[What the task asks] Word for word, repeat all of the entries below.

++++++++++

PR #120, opened 2022-08-15
fix: Add ReactNode as allowed type of TranslationValue

omnomnomka:
Seems like ReactNode is acceptable as TranslationValue and it's useful if we want to use React Nodes as translation values.
Example:
```
<NextIntlProvider defaultTranslationValues={{ br: <br /> }}>
    {content}
</NextIntlProvider>
```

And then use it in JSON: `Line 1 {br} Line 2`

++++++++++

[Output below]
PR #120, opened 2022-08-15
fix: Add ReactNode as allowed type of TranslationValue

omnomnomka:
Seems like ReactNode is acceptable as TranslationValue and it's useful if we want to use React Nodes as translation values.
Example:
```
<NextIntlProvider defaultTranslationValues={{ br: <br /> }}>
    {content}
</NextIntlProvider>
```

And then use it in JSON: `Line 1 {br} Line 2`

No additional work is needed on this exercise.